▶ **Instructions to follow**:
Count lines, not occurrences: report how many lines in the records hold the string "console", and nothing else.
[Material provided Boundary: Start]
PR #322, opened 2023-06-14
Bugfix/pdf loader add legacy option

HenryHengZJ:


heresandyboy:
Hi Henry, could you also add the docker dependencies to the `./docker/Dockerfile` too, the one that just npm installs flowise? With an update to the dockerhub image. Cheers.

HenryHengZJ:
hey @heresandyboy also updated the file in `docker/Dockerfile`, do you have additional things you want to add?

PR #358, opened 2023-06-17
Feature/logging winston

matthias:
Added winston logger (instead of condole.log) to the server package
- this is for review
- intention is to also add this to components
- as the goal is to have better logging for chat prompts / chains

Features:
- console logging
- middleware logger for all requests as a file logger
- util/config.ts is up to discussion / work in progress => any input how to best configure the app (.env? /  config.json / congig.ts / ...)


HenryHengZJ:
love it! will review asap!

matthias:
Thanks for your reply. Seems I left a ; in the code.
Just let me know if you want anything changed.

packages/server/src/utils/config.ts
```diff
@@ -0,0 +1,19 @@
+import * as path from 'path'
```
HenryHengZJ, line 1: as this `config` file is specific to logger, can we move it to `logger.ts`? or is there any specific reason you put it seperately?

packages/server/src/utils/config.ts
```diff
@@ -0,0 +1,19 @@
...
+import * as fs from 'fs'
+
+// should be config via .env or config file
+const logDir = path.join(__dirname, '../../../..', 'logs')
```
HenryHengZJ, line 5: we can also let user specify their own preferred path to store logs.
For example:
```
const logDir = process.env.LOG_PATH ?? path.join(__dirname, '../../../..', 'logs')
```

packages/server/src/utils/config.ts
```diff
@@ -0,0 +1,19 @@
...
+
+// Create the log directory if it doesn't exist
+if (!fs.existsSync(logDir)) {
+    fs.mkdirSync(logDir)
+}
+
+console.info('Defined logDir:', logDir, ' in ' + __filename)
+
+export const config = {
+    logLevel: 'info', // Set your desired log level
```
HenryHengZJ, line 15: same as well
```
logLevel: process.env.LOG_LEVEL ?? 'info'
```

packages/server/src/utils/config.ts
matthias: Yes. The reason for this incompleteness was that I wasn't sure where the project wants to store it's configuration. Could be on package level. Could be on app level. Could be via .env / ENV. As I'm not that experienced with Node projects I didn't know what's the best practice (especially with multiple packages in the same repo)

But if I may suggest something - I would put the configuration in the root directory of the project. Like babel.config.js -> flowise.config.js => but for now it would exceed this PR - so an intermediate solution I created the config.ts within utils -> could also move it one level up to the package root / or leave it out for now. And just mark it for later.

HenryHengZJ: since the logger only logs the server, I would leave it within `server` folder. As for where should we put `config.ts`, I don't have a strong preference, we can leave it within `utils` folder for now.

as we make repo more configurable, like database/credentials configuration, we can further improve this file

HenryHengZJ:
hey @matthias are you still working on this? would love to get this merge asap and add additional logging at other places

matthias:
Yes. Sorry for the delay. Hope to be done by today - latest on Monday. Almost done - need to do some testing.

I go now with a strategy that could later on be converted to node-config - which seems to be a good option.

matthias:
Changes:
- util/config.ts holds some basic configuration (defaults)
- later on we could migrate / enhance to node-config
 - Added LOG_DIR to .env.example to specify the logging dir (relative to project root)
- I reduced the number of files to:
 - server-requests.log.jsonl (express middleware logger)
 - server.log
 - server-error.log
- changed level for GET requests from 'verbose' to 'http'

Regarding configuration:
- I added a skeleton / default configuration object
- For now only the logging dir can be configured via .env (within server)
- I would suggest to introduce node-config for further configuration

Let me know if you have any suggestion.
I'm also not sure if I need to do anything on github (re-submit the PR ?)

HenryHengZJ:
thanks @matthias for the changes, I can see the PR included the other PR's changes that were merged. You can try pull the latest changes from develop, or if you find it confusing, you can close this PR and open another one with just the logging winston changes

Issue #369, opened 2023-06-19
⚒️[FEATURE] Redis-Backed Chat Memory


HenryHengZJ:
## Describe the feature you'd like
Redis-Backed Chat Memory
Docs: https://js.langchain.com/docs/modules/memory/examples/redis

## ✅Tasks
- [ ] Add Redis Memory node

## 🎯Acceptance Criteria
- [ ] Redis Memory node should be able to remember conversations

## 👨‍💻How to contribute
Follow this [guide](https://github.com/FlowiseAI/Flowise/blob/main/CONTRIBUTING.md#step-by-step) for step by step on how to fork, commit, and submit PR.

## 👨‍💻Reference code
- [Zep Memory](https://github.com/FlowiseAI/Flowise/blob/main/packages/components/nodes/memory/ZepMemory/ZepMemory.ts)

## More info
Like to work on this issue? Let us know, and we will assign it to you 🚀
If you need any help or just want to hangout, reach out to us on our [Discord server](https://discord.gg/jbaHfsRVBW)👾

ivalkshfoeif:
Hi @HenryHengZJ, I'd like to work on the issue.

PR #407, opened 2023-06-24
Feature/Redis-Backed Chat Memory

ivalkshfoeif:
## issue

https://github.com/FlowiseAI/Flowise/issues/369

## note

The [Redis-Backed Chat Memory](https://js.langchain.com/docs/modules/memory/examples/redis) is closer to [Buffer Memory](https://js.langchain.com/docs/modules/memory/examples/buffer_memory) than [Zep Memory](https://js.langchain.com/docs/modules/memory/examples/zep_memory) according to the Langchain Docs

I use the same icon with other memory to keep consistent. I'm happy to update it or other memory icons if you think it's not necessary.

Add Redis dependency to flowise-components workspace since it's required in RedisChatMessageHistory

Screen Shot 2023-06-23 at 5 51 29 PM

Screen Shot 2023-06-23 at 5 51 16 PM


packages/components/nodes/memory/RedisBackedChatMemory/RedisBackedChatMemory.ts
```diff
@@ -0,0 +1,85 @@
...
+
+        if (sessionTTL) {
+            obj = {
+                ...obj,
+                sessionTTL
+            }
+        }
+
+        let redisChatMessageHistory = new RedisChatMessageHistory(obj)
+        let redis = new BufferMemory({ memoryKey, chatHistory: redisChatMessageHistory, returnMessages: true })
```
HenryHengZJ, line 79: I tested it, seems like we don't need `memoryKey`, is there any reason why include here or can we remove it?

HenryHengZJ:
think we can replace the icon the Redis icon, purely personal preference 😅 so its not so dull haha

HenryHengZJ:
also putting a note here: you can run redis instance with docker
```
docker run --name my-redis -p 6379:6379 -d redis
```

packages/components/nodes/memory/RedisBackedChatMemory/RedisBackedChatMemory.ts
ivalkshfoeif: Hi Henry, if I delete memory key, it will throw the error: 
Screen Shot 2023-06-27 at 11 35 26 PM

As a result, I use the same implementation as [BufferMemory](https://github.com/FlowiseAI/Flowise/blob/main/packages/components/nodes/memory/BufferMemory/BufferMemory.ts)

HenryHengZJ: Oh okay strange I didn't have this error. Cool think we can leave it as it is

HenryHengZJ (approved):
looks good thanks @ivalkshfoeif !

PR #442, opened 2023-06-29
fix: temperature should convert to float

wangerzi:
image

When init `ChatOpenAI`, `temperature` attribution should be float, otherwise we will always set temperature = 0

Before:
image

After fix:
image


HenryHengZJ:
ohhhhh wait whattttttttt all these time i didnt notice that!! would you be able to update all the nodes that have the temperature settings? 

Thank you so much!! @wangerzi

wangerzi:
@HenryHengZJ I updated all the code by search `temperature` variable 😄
[Material provided Boundary: End]
[Material provided Boundary: Start]
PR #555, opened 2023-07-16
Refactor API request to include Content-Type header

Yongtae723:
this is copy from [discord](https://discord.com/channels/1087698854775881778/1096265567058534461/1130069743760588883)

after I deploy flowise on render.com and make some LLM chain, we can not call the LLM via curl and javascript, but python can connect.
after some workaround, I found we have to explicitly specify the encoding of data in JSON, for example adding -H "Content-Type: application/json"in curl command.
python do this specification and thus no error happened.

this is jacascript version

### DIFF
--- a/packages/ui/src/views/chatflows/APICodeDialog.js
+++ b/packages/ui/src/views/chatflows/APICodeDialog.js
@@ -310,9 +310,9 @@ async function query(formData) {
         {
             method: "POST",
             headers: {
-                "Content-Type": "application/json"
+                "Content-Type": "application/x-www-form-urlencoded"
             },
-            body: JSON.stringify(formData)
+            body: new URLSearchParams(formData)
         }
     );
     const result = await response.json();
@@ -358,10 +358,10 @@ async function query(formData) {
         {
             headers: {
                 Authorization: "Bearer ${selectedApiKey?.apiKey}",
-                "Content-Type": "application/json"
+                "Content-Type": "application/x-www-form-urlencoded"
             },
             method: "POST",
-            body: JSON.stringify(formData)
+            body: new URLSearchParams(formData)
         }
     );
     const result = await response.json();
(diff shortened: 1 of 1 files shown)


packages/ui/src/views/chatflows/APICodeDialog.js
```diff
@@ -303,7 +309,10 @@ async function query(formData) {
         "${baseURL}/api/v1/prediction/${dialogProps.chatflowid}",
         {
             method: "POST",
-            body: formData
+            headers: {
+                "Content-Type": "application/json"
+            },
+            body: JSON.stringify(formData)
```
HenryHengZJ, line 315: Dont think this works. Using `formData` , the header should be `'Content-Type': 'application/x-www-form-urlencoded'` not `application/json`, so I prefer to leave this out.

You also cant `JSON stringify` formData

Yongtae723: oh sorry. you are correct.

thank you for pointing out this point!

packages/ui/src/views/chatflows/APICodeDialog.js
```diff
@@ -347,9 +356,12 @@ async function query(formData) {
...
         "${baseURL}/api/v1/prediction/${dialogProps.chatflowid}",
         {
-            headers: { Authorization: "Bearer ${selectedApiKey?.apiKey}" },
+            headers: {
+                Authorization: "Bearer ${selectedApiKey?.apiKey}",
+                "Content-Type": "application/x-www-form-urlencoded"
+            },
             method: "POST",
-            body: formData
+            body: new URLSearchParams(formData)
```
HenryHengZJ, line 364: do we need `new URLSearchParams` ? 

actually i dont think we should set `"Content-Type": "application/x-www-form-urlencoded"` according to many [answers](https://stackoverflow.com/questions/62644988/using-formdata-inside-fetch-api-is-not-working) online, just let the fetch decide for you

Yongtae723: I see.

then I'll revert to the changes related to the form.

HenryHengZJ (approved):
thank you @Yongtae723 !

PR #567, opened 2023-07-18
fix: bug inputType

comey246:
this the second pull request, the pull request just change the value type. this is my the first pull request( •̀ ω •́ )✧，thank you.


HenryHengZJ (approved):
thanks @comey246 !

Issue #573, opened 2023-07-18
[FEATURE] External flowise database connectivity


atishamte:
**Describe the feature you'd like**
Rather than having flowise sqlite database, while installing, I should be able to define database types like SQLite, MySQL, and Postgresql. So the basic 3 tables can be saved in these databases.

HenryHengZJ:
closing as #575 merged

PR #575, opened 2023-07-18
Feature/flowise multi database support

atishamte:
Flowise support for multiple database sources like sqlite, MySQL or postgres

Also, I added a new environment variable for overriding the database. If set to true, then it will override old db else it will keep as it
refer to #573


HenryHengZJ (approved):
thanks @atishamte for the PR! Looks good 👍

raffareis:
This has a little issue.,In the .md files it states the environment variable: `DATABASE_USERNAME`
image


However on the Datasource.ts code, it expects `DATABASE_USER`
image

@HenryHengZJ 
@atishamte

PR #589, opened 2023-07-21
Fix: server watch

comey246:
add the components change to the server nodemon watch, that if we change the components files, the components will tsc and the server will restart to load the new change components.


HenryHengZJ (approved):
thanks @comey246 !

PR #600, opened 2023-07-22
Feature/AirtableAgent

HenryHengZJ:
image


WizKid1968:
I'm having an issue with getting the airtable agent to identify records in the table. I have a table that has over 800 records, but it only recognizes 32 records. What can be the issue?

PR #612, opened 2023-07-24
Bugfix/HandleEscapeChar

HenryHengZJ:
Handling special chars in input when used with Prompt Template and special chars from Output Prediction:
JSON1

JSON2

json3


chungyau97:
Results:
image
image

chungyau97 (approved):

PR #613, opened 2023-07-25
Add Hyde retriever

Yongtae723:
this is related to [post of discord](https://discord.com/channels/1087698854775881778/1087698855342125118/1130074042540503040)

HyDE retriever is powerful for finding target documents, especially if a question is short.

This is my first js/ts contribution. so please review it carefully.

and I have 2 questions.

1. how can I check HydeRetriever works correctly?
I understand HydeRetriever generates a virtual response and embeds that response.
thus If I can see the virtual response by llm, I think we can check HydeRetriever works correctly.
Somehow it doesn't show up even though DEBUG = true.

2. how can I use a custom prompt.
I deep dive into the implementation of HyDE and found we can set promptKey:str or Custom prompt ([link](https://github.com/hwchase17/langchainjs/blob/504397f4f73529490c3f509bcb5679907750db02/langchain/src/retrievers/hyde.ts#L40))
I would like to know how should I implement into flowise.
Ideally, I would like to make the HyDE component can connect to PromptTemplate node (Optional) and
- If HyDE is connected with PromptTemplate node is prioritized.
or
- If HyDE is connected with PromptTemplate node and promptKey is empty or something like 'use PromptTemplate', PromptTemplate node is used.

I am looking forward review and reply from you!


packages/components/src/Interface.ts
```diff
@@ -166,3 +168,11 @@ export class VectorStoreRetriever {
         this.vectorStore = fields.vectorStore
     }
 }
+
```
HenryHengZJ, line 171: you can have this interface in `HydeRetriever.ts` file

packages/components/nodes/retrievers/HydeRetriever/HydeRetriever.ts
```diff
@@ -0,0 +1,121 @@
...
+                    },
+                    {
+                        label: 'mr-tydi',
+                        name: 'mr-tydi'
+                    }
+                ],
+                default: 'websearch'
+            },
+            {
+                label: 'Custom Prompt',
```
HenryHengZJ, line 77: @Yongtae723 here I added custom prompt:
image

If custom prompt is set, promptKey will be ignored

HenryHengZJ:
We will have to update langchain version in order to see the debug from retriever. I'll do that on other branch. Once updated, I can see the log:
[Material provided Boundary: End]
▶ **The completed task**:
2